------ RECORDS FOR THE EXERCISE ------

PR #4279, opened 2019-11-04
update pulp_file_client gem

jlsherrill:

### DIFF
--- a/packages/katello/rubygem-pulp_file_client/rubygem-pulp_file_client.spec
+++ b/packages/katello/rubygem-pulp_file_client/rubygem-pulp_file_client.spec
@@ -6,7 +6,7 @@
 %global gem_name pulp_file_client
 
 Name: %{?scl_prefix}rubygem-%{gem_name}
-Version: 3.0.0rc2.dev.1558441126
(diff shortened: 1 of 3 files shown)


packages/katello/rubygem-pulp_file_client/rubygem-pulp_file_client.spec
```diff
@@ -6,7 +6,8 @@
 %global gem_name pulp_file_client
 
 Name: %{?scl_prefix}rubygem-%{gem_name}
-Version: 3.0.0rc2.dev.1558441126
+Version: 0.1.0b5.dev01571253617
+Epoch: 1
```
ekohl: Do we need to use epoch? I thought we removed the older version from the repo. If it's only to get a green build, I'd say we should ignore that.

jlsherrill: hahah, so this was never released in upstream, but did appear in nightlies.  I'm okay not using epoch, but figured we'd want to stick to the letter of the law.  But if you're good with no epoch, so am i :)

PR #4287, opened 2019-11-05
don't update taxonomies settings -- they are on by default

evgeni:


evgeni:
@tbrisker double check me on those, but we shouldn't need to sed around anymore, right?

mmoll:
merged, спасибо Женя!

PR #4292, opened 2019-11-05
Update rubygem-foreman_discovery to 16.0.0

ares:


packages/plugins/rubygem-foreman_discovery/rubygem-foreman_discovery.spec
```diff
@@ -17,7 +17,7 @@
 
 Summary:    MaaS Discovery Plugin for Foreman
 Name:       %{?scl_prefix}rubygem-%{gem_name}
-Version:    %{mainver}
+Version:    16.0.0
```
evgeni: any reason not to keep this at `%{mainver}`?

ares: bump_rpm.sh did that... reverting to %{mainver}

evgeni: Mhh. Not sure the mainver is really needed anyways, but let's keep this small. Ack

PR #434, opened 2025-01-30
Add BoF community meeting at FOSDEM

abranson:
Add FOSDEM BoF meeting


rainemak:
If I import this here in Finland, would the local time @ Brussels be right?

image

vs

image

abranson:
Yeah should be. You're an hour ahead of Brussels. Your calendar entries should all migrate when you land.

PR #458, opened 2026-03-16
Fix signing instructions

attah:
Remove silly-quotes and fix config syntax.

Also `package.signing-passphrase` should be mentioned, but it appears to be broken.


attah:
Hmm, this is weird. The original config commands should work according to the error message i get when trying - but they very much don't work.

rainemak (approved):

------
------ RECORDS FOR THE EXERCISE ------

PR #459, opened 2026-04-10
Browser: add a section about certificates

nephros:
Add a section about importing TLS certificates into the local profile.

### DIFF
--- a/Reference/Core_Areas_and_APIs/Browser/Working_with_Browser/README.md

------

> [PROBLEM DESCRIPTION]: Among the lines above, show every one that contains the string "Browser".

> [EXERCISE SOLUTION]:
Browser: add a section about certificates
--- a/Reference/Core_Areas_and_APIs/Browser/Working_with_Browser/README.md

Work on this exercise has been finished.